* [Your objective]
Report, in full, each line of the material below in which the string "then" occurs.

....................

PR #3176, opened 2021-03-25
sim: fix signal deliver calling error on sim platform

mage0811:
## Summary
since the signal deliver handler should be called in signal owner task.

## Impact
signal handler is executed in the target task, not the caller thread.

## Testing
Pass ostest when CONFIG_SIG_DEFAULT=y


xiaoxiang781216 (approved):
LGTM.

....................

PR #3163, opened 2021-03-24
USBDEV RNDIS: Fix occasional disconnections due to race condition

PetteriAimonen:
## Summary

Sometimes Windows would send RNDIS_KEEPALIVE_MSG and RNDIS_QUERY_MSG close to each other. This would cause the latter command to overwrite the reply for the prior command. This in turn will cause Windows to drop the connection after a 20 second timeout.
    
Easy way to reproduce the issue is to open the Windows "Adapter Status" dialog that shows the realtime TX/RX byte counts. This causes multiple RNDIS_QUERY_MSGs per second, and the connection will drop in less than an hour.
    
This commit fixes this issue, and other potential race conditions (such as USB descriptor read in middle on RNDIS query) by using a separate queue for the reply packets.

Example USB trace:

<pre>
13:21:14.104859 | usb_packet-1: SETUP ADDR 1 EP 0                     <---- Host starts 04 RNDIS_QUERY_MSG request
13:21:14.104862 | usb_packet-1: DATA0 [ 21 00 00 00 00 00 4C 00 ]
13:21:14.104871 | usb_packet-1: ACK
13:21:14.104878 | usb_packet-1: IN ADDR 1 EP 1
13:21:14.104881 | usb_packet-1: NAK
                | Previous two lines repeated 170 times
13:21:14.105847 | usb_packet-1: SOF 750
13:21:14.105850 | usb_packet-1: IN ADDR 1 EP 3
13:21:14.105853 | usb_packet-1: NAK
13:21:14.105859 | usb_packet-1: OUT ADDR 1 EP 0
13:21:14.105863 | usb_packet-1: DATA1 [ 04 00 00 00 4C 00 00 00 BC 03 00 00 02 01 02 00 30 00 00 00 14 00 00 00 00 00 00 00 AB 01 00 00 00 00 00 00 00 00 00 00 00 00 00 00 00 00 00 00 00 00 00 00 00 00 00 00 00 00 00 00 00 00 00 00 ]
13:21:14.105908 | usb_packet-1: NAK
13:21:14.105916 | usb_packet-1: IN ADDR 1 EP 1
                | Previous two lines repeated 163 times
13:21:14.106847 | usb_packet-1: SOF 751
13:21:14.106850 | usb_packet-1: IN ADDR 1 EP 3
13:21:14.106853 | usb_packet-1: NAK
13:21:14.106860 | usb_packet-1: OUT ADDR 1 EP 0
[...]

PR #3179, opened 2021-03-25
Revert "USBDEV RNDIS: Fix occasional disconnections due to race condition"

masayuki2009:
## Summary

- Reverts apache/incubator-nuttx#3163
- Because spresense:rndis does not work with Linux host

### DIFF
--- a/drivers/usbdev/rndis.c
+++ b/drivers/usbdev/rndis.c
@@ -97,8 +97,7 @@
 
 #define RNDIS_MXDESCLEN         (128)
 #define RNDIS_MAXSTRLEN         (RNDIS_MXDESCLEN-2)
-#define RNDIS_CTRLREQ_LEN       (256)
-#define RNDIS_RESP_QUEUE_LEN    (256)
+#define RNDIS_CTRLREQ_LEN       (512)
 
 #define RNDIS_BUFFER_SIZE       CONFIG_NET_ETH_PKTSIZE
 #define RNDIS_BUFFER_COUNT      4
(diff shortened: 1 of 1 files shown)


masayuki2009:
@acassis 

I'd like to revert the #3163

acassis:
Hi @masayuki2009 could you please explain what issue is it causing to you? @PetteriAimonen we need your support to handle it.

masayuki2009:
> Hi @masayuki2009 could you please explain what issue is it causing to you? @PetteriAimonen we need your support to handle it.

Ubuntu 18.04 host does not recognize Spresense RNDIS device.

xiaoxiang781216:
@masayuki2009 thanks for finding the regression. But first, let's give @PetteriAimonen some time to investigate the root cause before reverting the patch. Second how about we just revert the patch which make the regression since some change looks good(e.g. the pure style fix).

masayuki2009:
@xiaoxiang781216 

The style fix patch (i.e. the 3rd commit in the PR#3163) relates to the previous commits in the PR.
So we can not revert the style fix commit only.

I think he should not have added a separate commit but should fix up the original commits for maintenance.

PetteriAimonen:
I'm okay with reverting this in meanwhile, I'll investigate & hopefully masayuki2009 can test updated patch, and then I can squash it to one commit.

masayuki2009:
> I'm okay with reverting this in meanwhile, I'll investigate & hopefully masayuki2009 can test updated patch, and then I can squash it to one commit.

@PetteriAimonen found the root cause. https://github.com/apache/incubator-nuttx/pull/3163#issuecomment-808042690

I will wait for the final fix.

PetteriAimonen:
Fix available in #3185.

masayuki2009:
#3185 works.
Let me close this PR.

....................

* [Result below]
I'm okay with reverting this in meanwhile, I'll investigate & hopefully masayuki2009 can test updated patch, and then I can squash it to one commit.
> I'm okay with reverting this in meanwhile, I'll investigate & hopefully masayuki2009 can test updated patch, and then I can squash it to one commit.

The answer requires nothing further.